The basis of a review should consider what the film hopes to accomplish and then address whether it does. So what does it hope to accomplish? Arousal, yeah, and in a far second, political satire.
Shot in two days, with a 13-page script, produced by porn magnate Larry Flynt, and released on election day 2008, the film chronicles the fictionalized sexual exploits of Republican vice-presidential nominee Sarah Palin (referred to in the film as “Serra Paylin).

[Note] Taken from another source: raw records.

Issue #1382, opened 2026-08-09
Channel Merging Duplicates


ethan-manny:
## Describe the bug

When merging is enabled for a playlist that contains two or more channels with the same id but the same stream URL, one of these channels (I think the first one the merge comes across) will acquire failovers to the other channels - even though the failovers point to the same stream.

## To Reproduce

1. Enable merging for a playlist that contains two or more channels with the same id but same stream URL.
2. Sync & process that playlist.
3. Upon completion check the duplicate channels and observe that the one with failover(s) has a failover(s) that point to the same stream.

## Expected behavior

When merging, if the channel candidate has the same URL then it should not become a failover.

## Actual behavior

When merging, if the channel candidate has the same URL then it will not become a failover.

Serph91P:
@sparkison I think this is a bit of a tricky one and would "bloat" up the merge. What do you think should we implement a check if the stream url are the same or make it optional atleast?

sparkison:
> [@sparkison](https://github.com/sparkison) I think this is a bit of a tricky one and would "bloat" up the merge. What do you think should we implement a check if the stream url are the same or make it optional atleast?

I think we should pass the master channel through and run a duplicate check on the normalized URL before assigning as failovers. It makes sense and I don't feel it would add a ton of overhead.

I'll see what I can figure out...

sparkison:
Got it! This will be fixed in the next release (https://github.com/m3ue/m3u-editor/commit/b3eae2979c1369ed8960a803cba0e5efdc36ef6a)

sparkison:
fixed in latest release: [v0.12.49](https://github.com/m3ue/m3u-editor/releases/tag/v0.12.49) 🎉

PR #1477, opened 2026-09-03
feat: add optional title similarity guard to channel merging

gabelul:
**Draft on purpose.** There's a question at the bottom I'd rather have answered before you spend time reviewing an implementation. The bug is real either way; the fix is a proposal.

## The bug

`MergeChannels` groups channels by `stream_id` and writes a `ChannelFailover` for every other member of the group. Apart from the URL-duplicate check from #1382, nothing checks what those channels are — the merge key is taken entirely on faith.

That's fine until the key isn't unique, and on an Xtream playlist `stream_id` holds the provider's tvg-id — `ProcessM3uImportChunk.php:122` documents it as *"provider stream ID or tvg-id ... for Xtream API this could be `epg_channel_id`"*.

On my install the provider returns the literal string `TS` in `epg_channel_id` for 82 channels:

```
name           = UK: BBC 3 / CBBC HD ◉
stream_id      = 162100
epg_channel_id = TS          <-- provider's value, stored as channels.stream_id
```

The editor stores that faithfully and keeps the real ID in `source_id`. All 82 therefore share one merge key and grouped as a single channel. `UK: BBC 3 / CBBC HD` came out with **81 failovers**, among them Food Network +1, HGTV +1, ITV London 4K, Daystar, Film4 and Horror Xtra. When BBC 3 drops, the viewer gets Food Network.

VOD is worse, because nothing about it is defensible: *Pitch Perfect 3* failing over to *Tenéis que venir a verla*, *Brimstone* to *Doctor Strange*.

Providers cause the same shape of problem on their own — nine Sky Sports **Darts** channels here ship with `tvg-id="SkySportsF1.uk"`, so Darts became a backup for F1.

Across 12,754 failovers on my install, 534 paired channels that have nothing to do with each other.

**Correction:** an earlier version of this description blamed the importer for parsing the URL. That was wrong — I inferred it from these URLs ending in `.ts` and never checked the payload or the import path. There is no URL parsing; the value comes straight from the provider. Details and the raw payload are in the comments below.

The wider pattern is that `stream_id` is not unique on any of my playlists while `source_id` is:

| Playlist | Channels | distinct `source_id` | distinct `stream_id` |
|---|---|---|---|
| A | 45,416 | 45,416 | 37,158 |
| B | 12,371 | 12,371 | 1,233 |
| C | 31,212 | 31,212 | 26,056 |

Every collision group holds fully distinct `source_id`s. Grouping on the tvg-id is deliberate — it's the cross-provider identity, and `source_id` is provider-local — but it means the merge key is a field providers fill with whatever they like.

## What this proposes

A `minTitleSimilarity` option on `MergeChannels`. When set, a candidate has to agree with its master on title as well as on merge key.

Being straight about what it is: **a heuristic filter, not a compatibility guarantee.** It can flag a pairing as implausible. It cannot establish that two channels *are* the same. It defaults to `0.0` (off), so nothing changes unless someone opts in, and it abstains whenever it can't judge confidently.

Comparing raw titles doesn't work — provider titles are mostly not the channel name, and a source prefix plus quality decorations dominate any comparison. `DE| SYFY HEVC` against `DE| SYFY FHD` is the same channel and scores 0.47. So titles reduce to a bare core name first, and only the cores get compared.

## Three worked examples at threshold 0.40

Real pairs from a live install, not constructed:

**Caught** (487 of 534):
```
UK| TRUE CRIME HD    vs  UK: CBS REALITY            cores truecrime / cbsreality     sim 0.32
DE| RTL HEVC         vs  DE| BILD+ EVENT FAME ...   cores rtl / bildeventfame...     sim 0.08
```

**Missed** (47 — kept, shouldn't have been):
```
IT| REALTIME UHD     vs  IT: SKY RETE 7             cores realtime / skyrete7        sim 0.50
IT| SKY DAZN 1 UHD   vs  IT - DAZN CHANNEL HEVC     cores skydazn1 / daznchannel     sim 0.42
```

**Wrongly rejected** (21 — legitimate pairs refused):
```
DE: LEAGUES FOOTBALL PPV 1 - NO EVENT...  vs  ENDED | FV RAVENSBURG VS SSV REUTLINGEN...  sim 0.32
```
That one is a PPV channel against the fixture it's currently carrying. The titles share almost nothing and no title comparison recovers it.

## Full numbers

| Threshold | Correctly kept | False positives | Bad pairs caught | Missed |
|---|---|---|---|---|
| 0.30 | 12,205 | 15 (0.12%) | 448 | 86 |
| **0.40** | **12,199** | **21 (0.17%)** | **487** | **47** |
| 0.50 | 12,113 | 107 (0.88%) | 498 | 36 |
| 0.55 | 11,951 | 269 (2.20%) | 514 | 20 |

0.40 is the knee. Verified across all 12,754 pairs that `0.0` changes nothing.

**The number that actually matters for a decision** isn't the 0.17% false-positive rate against everything kept — it's the collateral rate among what gets blocked. At 0.40 the guard blocks 508 pairs, and **21 of those (4.1%) are legitimate**. So roughly one in twenty-four blocks is wrong. That's the tradeoff, stated the honest way.

## What it can't do

Same-brand siblings defeat it, and I don't think any scoring approach fixes them. Sky Sports Darts against Sky Sports F1 scores 0.53. `BBC One (Scotland)` against `BBC One (London)` about 0.6. `BBC NEWS: WORLD` against `CNN NEWS: WORLD` about 0.83, since they share nine of twelve characters. Real overlapping text, different channels.

Two names both under five characters are abstained on rather than guessed at.

Nothing here repairs a bad `stream_id`, and existing bad failovers are untouched — this only affects merges run afterwards.

## Review history

The first version had nine defects, found by an adversarial review and all reproduced before being fixed. Two were the kind that make a feature actively harmful: the guard was skipped entirely when the master had no URL, and bracketed text was stripped so `The Thing (1982)` and `The Thing (2011)` both normalised to `thething` — the guard *accepted* one film as the other's failover. Each has a regression test now, and the hardened version beats the first on both precision and recall.

One approach tried and dropped: scaling the score by the ratio of the two name lengths. Principled-looking, fixed two edge cases, and cost a tenfold worse false-positive rate on the same dataset, because legitimate pairs like `NAT GEO WILD` and `NAT GEOGRAPHIC WILD` differ in length by design.

## Running it

```bash
vendor/bin/pest tests/Unit/MergeChannelsTest.php tests/Unit/ChannelTitleSimilarityServiceTest.php
vendor/bin/pint --test app/Services/ChannelTitleSimilarityService.php app/Jobs/MergeChannels.php
```
61 tests, 96 assertions, Pint clean locally.

**CI note:** Security Scan fails on four `league/commonmark` advisories published 2026-09-01. This branch doesn't touch `composer.json` or `composer.lock` — both are byte-identical to master and the branch is 0 commits behind. Tests and Docker Build are gated behind Security Scan, so **the test job has never run on this PR**. Everything above is from local runs.

## The question

Do you actually want this behaviour upstream?

I built it because it bit me, but it's unsolicited, it's domain-specific, and a heuristic with known blind spots is a maintenance burden someone else ends up carrying. Three ways this could go, and I'm happy with any of them:

1. You want it roughly as-is, and I take review feedback.
2. You'd rather have a simpler compatibility invariant than a similarity score — tell me the rule and I'll implement that instead.
3. It's too specific for upstream and this closes. The `'TS'` importer parse is still worth a look on its own, and I'll open that as a plain issue with a fixture.

### DIFF
--- a/app/Jobs/MergeChannels.php
+++ b/app/Jobs/MergeChannels.php
@@ -8,6 +8,7 @@ use App\Models\Group;
 use App\Models\Playlist;
 use App\Models\User;
 use App\Services\ChannelMergeKeyService;
+use App\Services\ChannelTitleSimilarityService;
 use Filament\Notifications\Notification;
 use Illuminate\Bus\Queueable;
 use Illuminate\Contracts\Queue\ShouldQueue;
@@ -82,6 +83,7 @@ class MergeChannels implements ShouldQueue
         public string $contentType = 'live',
         public string $mergeKey = 'stream_id',
         public bool $scrubberAwareMasterSelection = false,
+        public float $minTitleSimilarity = 0.0,
     ) {
         $this->contentType = in_array($this->contentType, ['live', 'vod'], true) ? $this->contentType : 'live';
         $this->mergeKey = in_array($this->mergeKey, ['stream_id', 'tmdb_id'], true) ? $this->mergeKey : 'stream_id';
@@ -89,6 +91,10 @@ class MergeChannels implements ShouldQueue
         if ($this->contentType !== 'vod' && $this->mergeKey === 'tmdb_id') {
             $this->mergeKey = 'stream_id';
         }
+
+        // Clamp to a sane range. 0.0 keeps the guard off, which is the default
+        // so existing merges behave exactly as before.
+        $this->minTitleSimilarity = max(0.0, min(1.0, $this->minTitleSimilarity));
     }
 
     /**
@@ -550,6 +556,11 @@ class MergeChannels implements ShouldQueue
      * master's - a failover pointing at the exact same stream the master
      * already plays provides no redundancy, it's just a no-op duplicate.
      */
+    /**
+     * Drop failover candidates that would be useless or actively wrong:
+     * anything pointing at the master's own URL, and — when enabled — anything
+     * whose title says it is a different channel.
+     */
     protected function filterFailoverCandidates(Collection $group, Channel $master): Collection
     {
         $masterUrl = $this->resolveEffectiveUrl($master);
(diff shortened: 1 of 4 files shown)


sparkison:
Closing! This is feeling like more of an exploration as apposed to a well-scoped PR. Since it's in flux and changing I'm going to close in favor of opening a more targeted and confirmed working PR 😉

The title role is played by performer Lisa Ann and features a collection of pornographic mainstays, including Evan Stone (Space Nuts, Pirates, Pirates II: Stagnetti’s Revenge), Jada Fire (Manhunters), and Nina Hartley (Boogie Nights, Private Encounters), along with some relative newcomers Holly West and Sindee Jennings.
The plot centers around a potential scandal resulting from Paylin’s opening three-way with two Russian soldiers that threatens to derail her political career. Among Paylin’s defenders are Faux News reporter Bill Orally (Mike Horner), whose newscasts are interspersed between the sex scenes. Rounding out the erotic content is an affair carried on by Paylin’s husband (Alex Knight) and campaign intern Holly West; two flashbacks that touch on Paylin’s college days and encounter with a snowmobile salesman; and a climatic lesbian three-way between Paylin, Hillary Clinton, and Condoleeza Rice.
So, does it work? Ha, ha. Not as satire; political commentary is sacrificed for cheap “You betcha” jokes and silly-yet-obligatory puns on “drill, baby, drill.” Okay, that’s fine. No one expects a thematically deep exploration of issues, but then why make such a big show of basing it on real people and releasing it on election day? The tone is that of a simple character smash.
That’s too bad, because Who’s Nailin’ Paylin? would benefit a lot from a lighter heart. Evan Stone, whose wry little bits of humor were welcome in Space Nuts, is wasted, as is Nina Hartley, who could have injected an air of intelligence and wit into this humorless piece. Mike Horner’s parody of Bill O’Reilly is inspired, but his role unwisely serves the film’s scant plot.
Failing satire, is it arousing? Lisa Ann doesn’t seem to be enjoying her scenes and all too-often falls back into a series of mechanical and dull groans save for the final sequence, where she plays well off the still-attractive Nina Hartley and the sensual Jada Fire who, as always, adds a touch of sophistication and voluptuousness. Holly West brings a refreshing innocence to her scene, but seems more appealing with her clothes on. Sindee Jennings as the young Serra looks to be having a good time, but is miscast due to her small chest, which makes it hard to believe that she’ll mature into 38DD Ann. Evan Stone is simply picking up a paycheck.
Paylin? does admirably run the gamut of stock scenes, covering two-male-one-female, three-female, anal, older-man-young-girl, and male-female interactions but fails to make them look pleasurable for the participants. What we’re left with is something that fails on both accounts. Clearly this was made to capitalize on the folksy attractiveness of Sarah Palin, but Who’s Nailin’ Paylin’s crucial flaw is that it doesn’t like its protagonist. Orson Welles once said something to the effect that the essence of pornography is its vicariousness, and Who’s Nailin’ Paylin? does itself no favors by distancing the viewer from its characters.